Simple with the money that come from united arab emirates (the guys with MORE oil in back yard)
simple search with google.... amd emirates and will see the 8.1 % oil that run in AMD veins :)
AMD recenly acquired a low-power server manufacturer. Low power architecture, that ahs been used in server/workstation environment since 2 decades ago, could easily be making a comeback via this acquisition. AMD also has experience with smaller production nodes and MIPS needs to be scaled down in order to be even more competitive. On top of that AMD has been losing good engineers en-masse as of lately so new blood could resuscitate its x86 CPU department as well.
As far as Google is concerned: MIPS is valued at well under 1 billion USD at the moment and Google ahs 50 billion USD in its piggy. Why not use it for prospective acquisitions today (when MIPS is making its entry into mobile market, in addition to the networking appliance market it has been relegated to since the collapse of SGI business) rather than later when its price soars skyhigh ?
If I had $700M to spare I'd be seriously considering MIPS as well, I believe they will be one of the bright stars of computer industry in the next few years :)
moreover, android apps are architecture agnostic and also run on mips as long as its running android.

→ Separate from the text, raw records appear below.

PR #2782, opened 2024-05-23
feat: warn when a Playwright test function can't be found

hassy:
## Description

Print an error message when a Playwright test function can't be loaded. This can happen if a `testFunction` or `flowFunction` attribute specifies a function that does not exist, or if the attribute is missing.

## Pre-merge checklist

### DIFF
--- a/packages/artillery-engine-playwright/index.js
+++ b/packages/artillery-engine-playwright/index.js
@@ -352,6 +352,14 @@ class PlaywrightEngine {
           self.processor[spec.testFunction] ||
           self.processor[spec.flowFunction];
 
+        console.error('Playwright test function not found:', fn);
+        if (!fn) {
+          return cb(
+            new Error('Playwright test function not found'),
+            initialContext
+          );
+        }
+
         const test = { step };
 
         let traceScenario;


packages/artillery-engine-playwright/index.js
```diff
@@ -352,6 +352,14 @@ class PlaywrightEngine {
           self.processor[spec.testFunction] ||
           self.processor[spec.flowFunction];
 
+        console.error('Playwright test function not found:', fn);
```
HugoImaios, line 355: @hassy I might be wrong, but why is that `console.error` call not inside the if block below ?

HugoImaios: because since I updated to v2.0.13 I get spammed a **lot** about some `test function not found` :smile:

hassy: 🤦‍♂️ and this is why even "trivial" changes should have an automated test. Will release a fix asap

hassy: https://github.com/artilleryio/artillery/commit/2af901ea239a04bc42f309c4248a8ffda394aa5c

HugoImaios: no problem, it didn't break anything, just printed a lot :smile:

Unless the app runs some ARM assembly code (most 3D games and 3D apps), it will run perfectly fine on mips
The ainol novo tablet is one example of a mips powered android device.
Possibility 2. AMD wins out, Google rages, buys AMD and then fires anyone involved with the MIPS deal.
*grabs popcorn.
to me was 'almost dead' because you have: PC - x86; mobiles - ARM; higher end embedded: mainly PPC & ARM (don't count the lowends like 8/16bits, DSPs;
but indeed I forgot the old-timers media and network processors... :)
the hell, in the previous company where I worked , we even considered au1100 as main candidate for our device-in-mind (that was like 8-9 years ago)...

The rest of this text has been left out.